§ **PROBLEM STATEMENT**
All of the lines below should be printed again exactly as they are.

§ **RAW DATA**

PR #237, opened 2016-11-02
Add GIT_SUBREPO_ROOT to manual installation instructions

### LINKED ISSUE #236: Incomplete instructions for manual installation
Because I'm on Windows and using [posh-git](https://github.com/dahlbyk/posh-git), I had to use the manual installation instructions, but I kept getting an error about "bash+.bash". Following the same instructions in bash (still on Windows) gave the same result. Apparently it's not enough to set the PATH environment variable, GIT_SUBREPO_ROOT has to be set as well.

thomaslevesque:
Fixes #236

### DIFF
--- a/ReadMe.pod
+++ b/ReadMe.pod
@@ -456,6 +456,7 @@ The second method is to do these things by hand. This might afford you more
 control of your shell environment. Simply add the C<lib> and C<man>
 directories to your C<PATH> and C<MANPATH>:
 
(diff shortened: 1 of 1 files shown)


ingydotnet:
Applied. Pushed. Thanks.

Actually, ReadMe.pod is a generated file. I took your fix and applied it to
`doc/git-subrpo.swim` which generates other files, and ran the update. Anyway,
it's all good now. Thanks.

Issue #220, opened 2016-09-01
`git subrepo status` and `git subrepo clean` autocompletion does not work in zsh


callalilychen:
Hi,

I have installed git subrepo and configured it for zsh. I tried to use subrepo with some test repositories. But `git subrepo status` and `git subrepo clean` autocompletion to add a subdir does not work and prints the following error message:

PAGER;col: -c: line 0: unexpected EOF while looking for matching `"'
PAGER;col: -c: line 1: syntax error: unexpected end of file

Under [http://pastebin.com/UwCZcMHn](url), you can find a log with `git subrepo status -x`. Can you help me to fix the problem?

Best regards,

Wenwen

perlpunk:
So the pasted output is from `git subrepo status -x`? That means, the error message is independent from completion.
I wonder where that line with

    /bin/sh -c '"unset' 'PAGER;col' ...

 comes from. Can you post your relevant `env`?

callalilychen:
Hi,

thanks very much for the quick response, I almost forgot it.

I saw the following item in my `env` output:
`
PAGER=/bin/sh -c "unset PAGER;col -b -x |     vim -R -c 'set ft=man nomod nolist' -c 'map q :q<CR>'     -c 'map <SPACE> <C-D>' -c 'map b <C-U>'     -c 'nmap K :Man <C-R>=expand(\"<cword>\")<CR><CR>' -"`

This is a environment variable, to config the output pager for `man`. Does subrepo also read the environment variable "PAGER"?

perlpunk:
I see. Yes, it's using PAGER.
Until someone figures out how to fix that, a quick workaround should be:

    export GIT_SUBREPO_PAGER=less

callalilychen:
thanks very much for the answer.

I just was in the mood to fix the problem und created a pull request :package:

ingydotnet:
@callalilychen, imho a much better solution here is to do something like this:

```
mypager() {
    /bin/sh -c "unset PAGER;col -b -x |
        vim -R
            -c 'set ft=man nomod #  nolist'
            -c 'map q :q<CR>'
            -c 'map <SPACE> <C-D>'
            -c 'map b <C-U>'
            -c 'nmap K :Man <C-R>=expand(\"<cword>\")<CR><CR>' -"
}
export -f mypager
export PAGER=mypager
```

That should work for all programs that honor `$PAGER`, without needing them to
`eval`, which is asking for trouble.

PR #238, opened 2016-11-16
fix pipe status to $PAGER evaluation problem

callalilychen:
see issue 220


ingydotnet:
@callalilychen, can you elaborate on which values of GIT_SUBREPO_PAGER that
this provides a fix for?

Using eval should be avoided unless absolutely necessary, and I can't figure
out what it would help with here.

ingydotnet:
This is better solved by putting a complex paging command into a function.
See example in #220 comment.

Closing.

PR #243, opened 2017-01-08
Fix a typo in section "git subrepo pull"

ebouchut:
Fix a typo in the section `git subrepo pull` where there is a space in the `update` command line option, in between the double dash and `update`.


perlpunk:
Thanks! The Readme.pod is generated from doc/git-subrepo.swim though, so Swim needs to be fixed here I guess. I'll create an issue there.

ebouchut:
Thank you Tina @perlpunk

PR #252, opened 2017-02-07
Fix typos

chetan51:
Replace `subrepo` with `subtree` in `subtree` example


admorgan:
Sorry about the false hope, did the wrong thing and it is getting fixed now.

PR #27, opened 2021-12-14
Added styling for blockquotes

applejag:
The lack of styling for block quotes was annoying me. It was very unclear that it was a blockquote. This adds much more emphasis on the fact that there's a block quote there.

The weird mix of using `em` and `px` is because I wanted to use the same alignment and border radius settings as the other components such as the tables and code blocks.

The left border is there to distinguish from nested blockquotes.

### Before

Screenshot from 2021-12-14 13-14-34

### After

Screenshot from 2021-12-14 13-14-16


Alexamakans (approved):
LGTM 👍

fredx30 (approved):

PR #28, opened 2022-01-11
RFC: Repo labels

applejag:
We are currently using mostly "vanilla GitHub" labels. This restricts us in our
way to quickly convey the categories of issues and PRs, as well as our lack of
prioritization makes it really tough to understand what is important.

## Rendered

https://github.com/iver-wharf/rfcs/blob/rfc/repo-labels/_published/0028-repo-labels.md


applejag:
Closing after an internal discussion where we concluded that I (@jilleJr) is the only one needing this for my project planning and work delegation, so I do not need an RFC for it.

Will not implement any of the other label categories (type, size) as they are not deemed needed yet.

PR #152, opened 2020-03-30
Add close of session

elysium31:


TheKevJames:
Oh -- and could you also please add type annotations to each of these new methods? Looks like many of them return nothing (eg. `-> None`) and the enter method returns an instance of the class (eg. `-> 'Storage'`).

§ **OUTPUT OF THE TASK**
PR #237, opened 2016-11-02
Add GIT_SUBREPO_ROOT to manual installation instructions

### LINKED ISSUE #236: Incomplete instructions for manual installation
Because I'm on Windows and using [posh-git](https://github.com/dahlbyk/posh-git), I had to use the manual installation instructions, but I kept getting an error about "bash+.bash". Following the same instructions in bash (still on Windows) gave the same result. Apparently it's not enough to set the PATH environment variable, GIT_SUBREPO_ROOT has to be set as well.

thomaslevesque:
Fixes #236

### DIFF
--- a/ReadMe.pod
+++ b/ReadMe.pod
@@ -456,6 +456,7 @@ The second method is to do these things by hand. This might afford you more
 control of your shell environment. Simply add the C<lib> and C<man>
 directories to your C<PATH> and C<MANPATH>:
 
(diff shortened: 1 of 1 files shown)


ingydotnet:
Applied. Pushed. Thanks.

Actually, ReadMe.pod is a generated file. I took your fix and applied it to
`doc/git-subrpo.swim` which generates other files, and ran the update. Anyway,
it's all good now. Thanks.

Issue #220, opened 2016-09-01
`git subrepo status` and `git subrepo clean` autocompletion does not work in zsh


callalilychen:
Hi,

I have installed git subrepo and configured it for zsh. I tried to use subrepo with some test repositories. But `git subrepo status` and `git subrepo clean` autocompletion to add a subdir does not work and prints the following error message:

PAGER;col: -c: line 0: unexpected EOF while looking for matching `"'
PAGER;col: -c: line 1: syntax error: unexpected end of file

Under [http://pastebin.com/UwCZcMHn](url), you can find a log with `git subrepo status -x`. Can you help me to fix the problem?

Best regards,

Wenwen

perlpunk:
So the pasted output is from `git subrepo status -x`? That means, the error message is independent from completion.
I wonder where that line with

    /bin/sh -c '"unset' 'PAGER;col' ...

 comes from. Can you post your relevant `env`?

callalilychen:
Hi,

thanks very much for the quick response, I almost forgot it.

I saw the following item in my `env` output:
`
PAGER=/bin/sh -c "unset PAGER;col -b -x |     vim -R -c 'set ft=man nomod nolist' -c 'map q :q<CR>'     -c 'map <SPACE> <C-D>' -c 'map b <C-U>'     -c 'nmap K :Man <C-R>=expand(\"<cword>\")<CR><CR>' -"`

This is a environment variable, to config the output pager for `man`. Does subrepo also read the environment variable "PAGER"?

perlpunk:
I see. Yes, it's using PAGER.
Until someone figures out how to fix that, a quick workaround should be:

    export GIT_SUBREPO_PAGER=less

callalilychen:
thanks very much for the answer.

I just was in the mood to fix the problem und created a pull request :package:

ingydotnet:
@callalilychen, imho a much better solution here is to do something like this:

```
mypager() {
    /bin/sh -c "unset PAGER;col -b -x |
        vim -R
            -c 'set ft=man nomod #  nolist'
            -c 'map q :q<CR>'
            -c 'map <SPACE> <C-D>'
            -c 'map b <C-U>'
            -c 'nmap K :Man <C-R>=expand(\"<cword>\")<CR><CR>' -"
}
export -f mypager
export PAGER=mypager
```

That should work for all programs that honor `$PAGER`, without needing them to
`eval`, which is asking for trouble.

PR #238, opened 2016-11-16
fix pipe status to $PAGER evaluation problem

callalilychen:
see issue 220


ingydotnet:
@callalilychen, can you elaborate on which values of GIT_SUBREPO_PAGER that
this provides a fix for?

Using eval should be avoided unless absolutely necessary, and I can't figure
out what it would help with here.

ingydotnet:
This is better solved by putting a complex paging command into a function.
See example in #220 comment.

Closing.

PR #243, opened 2017-01-08
Fix a typo in section "git subrepo pull"

ebouchut:
Fix a typo in the section `git subrepo pull` where there is a space in the `update` command line option, in between the double dash and `update`.


perlpunk:
Thanks! The Readme.pod is generated from doc/git-subrepo.swim though, so Swim needs to be fixed here I guess. I'll create an issue there.

ebouchut:
Thank you Tina @perlpunk

PR #252, opened 2017-02-07
Fix typos

chetan51:
Replace `subrepo` with `subtree` in `subtree` example


admorgan:
Sorry about the false hope, did the wrong thing and it is getting fixed now.

PR #27, opened 2021-12-14
Added styling for blockquotes

applejag:
The lack of styling for block quotes was annoying me. It was very unclear that it was a blockquote. This adds much more emphasis on the fact that there's a block quote there.

The weird mix of using `em` and `px` is because I wanted to use the same alignment and border radius settings as the other components such as the tables and code blocks.

The left border is there to distinguish from nested blockquotes.

### Before

Screenshot from 2021-12-14 13-14-34

### After

Screenshot from 2021-12-14 13-14-16


Alexamakans (approved):
LGTM 👍

fredx30 (approved):

PR #28, opened 2022-01-11
RFC: Repo labels

applejag:
We are currently using mostly "vanilla GitHub" labels. This restricts us in our
way to quickly convey the categories of issues and PRs, as well as our lack of
prioritization makes it really tough to understand what is important.

## Rendered

https://github.com/iver-wharf/rfcs/blob/rfc/repo-labels/_published/0028-repo-labels.md


applejag:
Closing after an internal discussion where we concluded that I (@jilleJr) is the only one needing this for my project planning and work delegation, so I do not need an RFC for it.

Will not implement any of the other label categories (type, size) as they are not deemed needed yet.

PR #152, opened 2020-03-30
Add close of session

elysium31:


TheKevJames:
Oh -- and could you also please add type annotations to each of these new methods? Looks like many of them return nothing (eg. `-> None`) and the enter method returns an instance of the class (eg. `-> 'Storage'`).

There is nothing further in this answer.